* WORK ORDER *
Look through the records below and collect all lines that hold the string "accessed".

Records from a collection
PR #1314, opened 2019-05-30
docs: null specification

### LINKED ISSUE #1302: Update SPEC with nulls behavior
Nulls are values, fill  in proposal and update SPEC.

jlapacik:
Closes #1302.

This PR specifies how nulls behave in Flux.

I saw two ways of doing this. The first was to define null as a predeclared identifier without a default type but which could take on any basic type (similar to go). This had the advantage of not being able to assign `null` directly to a variable as all Flux variables must be typed. However accessing a non-existent property of an object would have to return typed `null` which is just not feasible.

Therefore the second way the, and the way I ultimately chose, was to define null as both a value and a type. The `null` value being the only value that comprises the _null type_. By introducing a null type to the language it becomes possible to assign `null` directly to a variable which is not ideal. However it also allows us to return `null` when accessing a non-existent property on an object which is what we would like.

In order to still support type inference as well as the type constraints of our current operators (`+` cannot operate on both a _null_ and an _int_ type) I have redefined the basic flux types to be nullable union types. What this means is that the basic flux types are now defined as follows:

    int = int | null
    float = float | null
    string = string | null
    time = time | null

So an integer value for instance can be of type _int_ or of type _null_. A float value can be of type _float_ or of type _null_. And so on and so forth. It might seem a bit convoluted, but I believe this allows us to keep our current type inference while at the same time having consistent null behavior across the language.

### Done checklist
- [x] docs/SPEC.md updated
- [ ] Test cases written

### DIFF
--- a/docs/SPEC.md
+++ b/docs/SPEC.md
@@ -402,31 +402,63 @@ Types are never explicitly declared as part of the syntax.
 Types are always inferred from the usage of the value.
 Type inference follows a Hindley-Milner style inference system.
 
-#### Boolean types
+#### Union types
+
+A union type defines a set of types.
+In the rest of this section a union type will be specified as follows:
+
+    T = t1 | t2 | ... | tn
+
+where `t1`, `t2`, ..., and `tn` are types.
+In the example above a value of type `T` is either of type `t1`, type `t2`, ..., or type `tn`.
+
+#### Basic types
+
+These are the types from which all other Flux data types are constructed.
+
+##### Null type
+
+The _null type_ represents a missing or unknown value.
+The _null type_ name is `null`.
+There is only one value that comprises the _null type_ and that is the _null_ value.
+
+A type `t` is nullable if it can be expressed as follows:
+
+    t = {s} | null
+
+where `{s}` defines a set of values.
+
+##### Boolean types
 
 A _boolean type_ represents a truth value, corresponding to the preassigned variables `true` and `false`.
 The boolean type name is `bool`.
+The boolean type is nullable and can be formally specified as follows:
 
-#### Numeric types
+    bool = {true, false} | null
+
+##### Numeric types
 
 A _numeric type_ represents sets of integer or floating-point values.
 
 The following numeric types exist:
 
-    uint    the set of all unsigned 64-bit integers
-    int     the set of all signed 64-bit integers
-    float   the set of all IEEE-754 64-bit floating-point numbers
+    uint    = {the set of all unsigned 64-bit integers} | null
+    int     = {the set of all signed 64-bit integers} | null
+    float   = {the set of all IEEE-754 64-bit floating-point numbers} | null
 
-#### Time types
+Note all numeric types are nullable.
+
+##### Time types
 
 A _time type_ represents a single point in time with nanosecond precision.
 The time type name is `time`.
+The time type is nullable.
 
-
-#### Duration types
+##### Duration types
 
 A _duration type_ represents a length of time with nanosecond precision.
 The duration type name is `duration`.
+The duration type is nullable.
 
 Durations can be added to times to produce a new time.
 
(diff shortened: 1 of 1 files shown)


docs/SPEC.md
```diff
@@ -1286,13 +1329,25 @@ Within a stream each table's group key value is unique.
...
-A record may be missing a value for a specific column.
-Missing values are represented with a special _null_ value.
-The _null_ value can be of any data type.
+* not _null_ = _null_
+* _null_ or false = _null_
+* _null_ or true = true
+* _null_ or _null_ = _null_
+* _null_ and false = false
+* _null_ and true = _null_
+* _null_ and _null_ = _null_
```
wolffcm: It would be good to include in here the behavior of `if b then ... else ...` where `b` is the `null` value.

It would also be good to call out explicitly that `==` will return `null` if either side is `null`, and even if both sides are `null`.  This can be a bit surprising the first time its encountered.

jlapacik: Ah yes I knew I was forgetting something.

affo: Just analyzing the thing: `not null = null` implies that `null` is both true and false, this implies that `if null then ... else ...` should result in an error? 🤔 What do you think?

It is weird to take a decision when a value has no value...

aanthony1243: this is a bit what I'd been worried about, that we'll see lots of code like   `if r.b != null and r.b then ... else ...`

jsternberg: I'm a bit concerned by this section too. I think this conflates two different solutions for null.

1. SQL method: Null is unknown and is the same as NaN and matches with nothing.
2. Most common programming languages method: Null is a distinct value that is usually falsey.

I don't think you can mix these. In SQL, null can't be evaluated as a boolean so you don't end up with this weird problem. But SQL also has explicit null checks with `IS NULL` and `IS NOT NULL`. Flux acts more like a programming language and uses that paradigm than SQL. I like SQL's method so it pains me a bit to say this, but I think we need to drop the idea that anything with null is null and instead just steal whatever Ruby does since it is the most similar to what we want to do. Python is kind of similar, but they're different because Python consider the zero integer a falsey value.

(Falsey means that the expression evaluates to false in a boolean context, but it is not the same thing as being the false value)

For those unfamiliar, here are the differences:

1. Python considers `False`, `None`, `0`, and empty sequences as falsey values.
2. Ruby considers `false` and `nil` as falsey values.

I think the second is closer to what we're going with. I typed in the above to Ruby and here's what I got:

```
not nil = true
nil or false = false
nil or true = true
nil or nil = nil
nil and false = nil
nil and true = nil
nil and nil = nil
```

The `not` predicate always returns a boolean value. The conditional operators are different though. They return the value that it short circuited on so in `nil or false` it saw that `nil` was falsey so it moved onto the second value which was `false` and returned that as the false value.

This might be a bit hard for our type system to encapsulate though so I would modify the above so that conditionals always return a boolean value.

```
not nil = true
nil or false = false
nil or true = true
nil or nil = false
nil and false = false
nil and true = false
nil and nil = false
```

docs/SPEC.md
```diff
@@ -1286,13 +1329,25 @@ Within a stream each table's group key value is unique.
...
 
-[IMPL#300](https://github.com/influxdata/platform/issues/300) Design how nulls behave
+And finally, because records are represented using object types, attempting to access a column whose value is unknown or missing from a record will also return _null_.
```
jsternberg: I'd like to talk about this one a bit more as cited above.

docs/SPEC.md
jlapacik: I don't believe this solution conflates the two solutions you mention @jsternberg . This solution is basically the SQL method which I find the most intuitive. I find it incredibly easy and natural to think of nulls as unknown values. In that context, operating on an unknown (non-boolean) value will always produce something that is unknown.

The only case where this is not true is in the case of boolean logic. But I still find the above truth table very intuitive.

jsternberg: I think I can live with that since the result for most of these ends up being the same. We also had a conversation in Slack where `null == null` needs to return false for SQL interop and I think that makes sense because `5 + null == 3 + null` should probably be false and it would be false under this proposal.

The only one I do want to talk about is `not null`. It seems very unintuitive to me for `not null` to be `null` which would evaluate as false. Is this another sql-ism that will just have to exist?

wolffcm: SQL's `null` is not quite the same as `NaN`.  If you do `count(floatCol)` in SQL, you will get a count of the non-null values in the column, including the NaNs.  Moreover, in SQL, a predicate of the form `foo = 3.0` where `foo` is `null` will return `unknown` (boolean null).  On the other hand if `foo` is `NaN`, then the predicate will return `false`.

jlapacik: @jsternberg yes it is. However I always go back to thinking about nulls as unknown. If you don't know if `x` is _true_ or _false_, then you also don't know if the negation of `x` is _true_ or _false_. And so if you want to compare things against `null`. You just have to use the built-in `exists()` function. Or maybe it should just be called `isNull()`.

Either way we don't have to describe a bunch of edge cases in the SPEC. It's a very concise description of how nulls behave, so that for those who find it unintuitive at first, they can easily reason about it because everything is consistent. There are no weird unexpected edge cases.

At least that's my opinion.

jsternberg: We talked about this in Slack. If you create a new issue to discuss how the null behavior should work on comparisons, I'll approve the current proposal and we can reevaluate the correct behavior after implementing one of the two by seeing it work in practice.

docs/SPEC.md
```diff
@@ -721,10 +760,14 @@ Index expressions access a value from an array based on a numeric index.
 #### Member expressions
 
 Member expressions access a property of an object.
+They are specified via an expression of the form `obj.k` or `obj["k"]`.
 The property being accessed must be either an identifer or a string literal.
 In either case the literal value is the name of the property being accessed, the identifer is not evaluated.
 It is not possible to access an object's property using an arbitrary expression.
 
+If `obj` contains an entry with property `k`, both `obj.k` and `obj["k"]` return the value associated with `k`.
+If `obj` does **not** contain an entry with property `k`, both `obj.k` and `obj["k"]` return _null_.
```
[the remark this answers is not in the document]
jlapacik: Yes that is what I am proposing. However compile time errors on object literals is something that is easy to reintroduce if we feel that it is beneficial. The reason for doing it this way is that we do not have a separate record type right now, just an object type, and so I think object types should exhibit the same behavior whether they are specified as literals or if they are retrieved from tables.

docs/SPEC.md
```diff
@@ -436,39 +468,46 @@ Examples:
...
+The string type is also nullable.
 
 The length of a string is its size in bytes, not the number of characters, since a single character may be multiple bytes.
 
-#### Regular expression types
+##### Regular expression types
 
 A _regular expression type_ represents the set of all patterns for regular expressions.
 The regular expression type name is `regexp`.
+The regular expression type is also nullable.
```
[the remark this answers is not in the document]
jlapacik: This is incorrect and I will change this. Regex types should not be nullable. Regex match operators will be able to return nulls however.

* THE COMPLETED TASK *
 The property being accessed must be either an identifer or a string literal.
 In either case the literal value is the name of the property being accessed, the identifer is not evaluated.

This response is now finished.